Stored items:

-*-

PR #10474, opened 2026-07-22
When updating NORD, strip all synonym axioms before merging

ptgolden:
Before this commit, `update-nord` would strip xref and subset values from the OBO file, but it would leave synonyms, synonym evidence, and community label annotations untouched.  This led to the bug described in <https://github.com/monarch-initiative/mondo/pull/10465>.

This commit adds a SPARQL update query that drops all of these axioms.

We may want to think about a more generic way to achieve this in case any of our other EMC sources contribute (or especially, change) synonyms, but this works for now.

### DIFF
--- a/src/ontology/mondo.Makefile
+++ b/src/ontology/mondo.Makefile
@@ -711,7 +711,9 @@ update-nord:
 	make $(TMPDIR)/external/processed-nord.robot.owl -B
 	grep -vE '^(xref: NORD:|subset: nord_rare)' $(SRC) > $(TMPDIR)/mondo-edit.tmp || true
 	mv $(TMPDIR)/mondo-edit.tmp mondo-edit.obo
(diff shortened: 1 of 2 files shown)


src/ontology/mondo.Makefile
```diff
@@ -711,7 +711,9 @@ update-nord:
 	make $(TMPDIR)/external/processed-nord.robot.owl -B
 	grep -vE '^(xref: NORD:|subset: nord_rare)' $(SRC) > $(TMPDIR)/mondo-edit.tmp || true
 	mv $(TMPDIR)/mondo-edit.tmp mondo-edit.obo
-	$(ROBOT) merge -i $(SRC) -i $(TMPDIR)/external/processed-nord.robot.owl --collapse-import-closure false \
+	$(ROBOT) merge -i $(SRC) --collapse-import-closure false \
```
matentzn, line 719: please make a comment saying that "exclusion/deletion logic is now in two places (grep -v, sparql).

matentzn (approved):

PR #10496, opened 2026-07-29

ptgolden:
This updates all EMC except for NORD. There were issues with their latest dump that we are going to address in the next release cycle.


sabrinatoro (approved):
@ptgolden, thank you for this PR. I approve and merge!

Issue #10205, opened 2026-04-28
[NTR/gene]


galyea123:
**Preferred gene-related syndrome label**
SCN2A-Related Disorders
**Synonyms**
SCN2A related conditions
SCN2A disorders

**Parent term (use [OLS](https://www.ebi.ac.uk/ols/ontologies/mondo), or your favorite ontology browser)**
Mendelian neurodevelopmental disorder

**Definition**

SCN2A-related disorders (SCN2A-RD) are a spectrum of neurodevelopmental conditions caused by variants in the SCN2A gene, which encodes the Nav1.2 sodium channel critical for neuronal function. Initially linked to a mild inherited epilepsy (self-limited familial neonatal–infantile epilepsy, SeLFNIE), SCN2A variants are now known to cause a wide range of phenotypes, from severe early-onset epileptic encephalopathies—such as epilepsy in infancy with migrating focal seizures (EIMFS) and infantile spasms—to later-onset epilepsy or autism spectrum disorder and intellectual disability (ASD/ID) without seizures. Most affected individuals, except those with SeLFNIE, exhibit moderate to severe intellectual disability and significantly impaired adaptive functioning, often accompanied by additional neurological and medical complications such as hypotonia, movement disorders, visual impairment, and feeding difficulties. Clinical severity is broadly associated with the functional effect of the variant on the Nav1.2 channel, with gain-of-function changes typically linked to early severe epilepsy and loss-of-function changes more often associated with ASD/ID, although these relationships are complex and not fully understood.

-*-

Exercise goal: Restate verbatim the first line above and all lines after it through the line containing "--- a/src/ontology/mondo.Makefile"; omit the rest.

Answer:
PR #10474, opened 2026-07-22
When updating NORD, strip all synonym axioms before merging

ptgolden:
Before this commit, `update-nord` would strip xref and subset values from the OBO file, but it would leave synonyms, synonym evidence, and community label annotations untouched.  This led to the bug described in <https://github.com/monarch-initiative/mondo/pull/10465>.

This commit adds a SPARQL update query that drops all of these axioms.

We may want to think about a more generic way to achieve this in case any of our other EMC sources contribute (or especially, change) synonyms, but this works for now.

### DIFF
--- a/src/ontology/mondo.Makefile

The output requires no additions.